I have gone through in my head all the advice I have received here re her age, her aspirations, children (which she says she doesn't want and I have told her had a vasectomy anyway), is she using me etc.........

So unless I find something in the meantime that turns me off her I would like to give it a go. I can walk away if it fails but I would hate to not try and regret never having tried as she is a lovely girl, good family background, great values re life, everyone likes her, unselfish (she gives up her wages to her family), she works and I've seen her salary slips and what she got for the amount of hours she put it. And we work well together. 

Anyway nothing ids going to happen in the shorterm as she's now on a 5 month contract and I have stuff to sort out here first anyway.

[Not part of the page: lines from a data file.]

PR #30425, opened 2024-12-30
fix(nuxt): remove `div` wrapper in client-only pages

### LINKED ISSUE #30344: Unwanted `div` created for client only pages using `NuxtLayout` + `NuxtPage`

huang-julien:
### 🔗 Linked issue

close #30417
close #30344 

### 📚 Description

The reason we needed the `div` wrapper was because we were passing slots to `ClientOnly`. And slots in Vue are `Fragments` which `Transition` can't apply animations even if there's only one element.

This PR removes the div wrapper on client-only pages by cloning the component and making it client-only. This is almost identical to `createClientOnly()`

The reason `createClientOnly` isn't used is that it reads the current el html and returns a StaticVNode which `<Transition>` can't modify. So the remaining solution is to create a simplified `createClientOnly` that is suitable for page components.


huang-julien:
BTW i'm planning to do some light refactors in client-only components to slightly reduce the amount of code.

danielroe (approved):
This looks good to me as a bug fix, though we should probably wait until v3.16 rather than ship it in a patch.

Ideally it'd be nice to have a navigation + hydration test to confirm things work with ssr + then subsequent page transitions.

PR #30447, opened 2025-01-03
fix(nuxt): use node `location` instead of `range` for route meta property extraction

### LINKED ISSUE #30445: [3.15.0]  ERROR  [unhandledRejection] Cannot read properties of undefined (reading '0')
### Environment

After npx nuxi@latest upgrade --force, receiving the following error.

Works fine on "nuxt": "3.14.1592"

```
 ERROR  [unhandledRejection] Cannot read properties of undefined (reading '0')                                                                                                                                                                                                                                                                                                                                      10:55:13 AM

    at Object.<anonymous> (node_modules/nuxt/dist/index.mjs:711:65)
    at Object.enter (node_modules/nuxt/dist/index.mjs:75:23)
    at SyncWalker.visit (node_modules/estree-walker/src/sync.js:65:16)
    at SyncWalker.visit (node_modules/estree-walker/src/sync.js:100:19)
    at walk (node_modules/estree-walker/src/index.js:20:18)
    at walk (node_modules/nuxt/dist/index.mjs:72:10)
    at parseAndWalk (node_modules/nuxt/dist/index.mjs:85:3)
    at getRouteMeta (node_modules/nuxt/dist/index.mjs:693:5)
    at process.processTicksAndRejections (node:internal/process/task_queues:105:5)
    at async augmentPages (node_modules/nuxt/dist/index.mjs:639:25)

ℹ Restarting Nuxt due to error: TypeError: Cannot read properties of undefined (reading '0')    
```

### Reproduction

It is a large project and reproduction is very hard to provide.

### Describe the bug

After 3.15.0 update the dev server is not starting. Also the project is not building.

### Additional context

_No response_

### Logs

```shell-script

```

cernymatej:
### 🔗 Linked issue
fix #30445

### 📚 Description
This PR fixes an issue introduced in #30088, where the `range` property of the ESTree node was used to get the character locations, but `ranges: true` was no longer present in the `parse` options in the `parseAndWalk` function, with which the original `parse` function had been replaced.

The `start` and `end` properties should represent the same values, quote:
> ranges: Nodes have their start and end characters offsets recorded in start and end properties (directly on the node, rather than the loc object, which holds line/column data. To also add a [semi-standardized](https://bugzilla.mozilla.org/show_bug.cgi?id=745678) range property **holding a [start, end] array with the same numbers**, set the ranges optionto true.
>
> _source: https://github.com/acornjs/acorn/blob/master/acorn/README.md_


cernymatej:
Should we consider changing `withLocations` to perform a runtime check instead of just type assert?

danielroe (approved):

I am not taken aback by any comments that have been made, I want it called as you see it. I will make the decision myself in the end anyway. 

Rock on my friends 

Pat


----------



## Bikerpat

Keep On Choogling ..................as I said above I think I'll give it a go unless things go really wrong in the meantime. Let's see. Be cool dude.


----------



## simonsays

Bikerpat said:


> Either way I feel I want to give it a try unless something changes in the meantime. I am already retired and have told her family I ain't a rich sugar daddy.


You don't have to say it, but you are doing it already I guess ..




Bikerpat said:


> I have been in touch with the Director of Philippine Consular Affairs here in Dublin, not about the relationship, but about my visa options.


My 2 cents: though many think that relationship with vast age gap is 'accepted' I would say it is 'tolerated' for the time being. Now if the Ph Consular guy is a Filipino, I would love to know what he REALLY thinks about what you are doing .. not that it matters anyway .. Filipinos don't communicate directly and a lot of implied words are there .. like a girl who was silent and said she implied she wanted some space .. and I was overbearing etc. etc. that's a lesson there btw. 

And on my own experience, again, probably due to some upbringing of some girls, again, not all girls- asking for space = dating other guys / sleeping with other guys, as a way to claim back their space .. happens and it is considered normal .. and again my disclaimer: not all are like that .. but those who do don't find anything worng there .. 



Bikerpat said:


> So unless I find something in the meantime that turns me off her I would like to give it a go. I can walk away if it fails but I would hate to not try and regret never having tried as she is a lovely girl, good family background, great values re life, everyone likes her, unselfish (she gives up her wages to her family), she works and I've seen her salary slips and what she got for the amount of hours she put it. And we work well together.


I don't want to sound sour, but a good family, a good FILIPINO family, will not simply close their eyes for their teenage girl being in love with somebody thrice their age .. .. nuff said .. And the rest you describe, is normal Filipino traits, and if I may sound on the edge of reality, with a girl who gives her earning to the family, the family will be unhappy to loose her ..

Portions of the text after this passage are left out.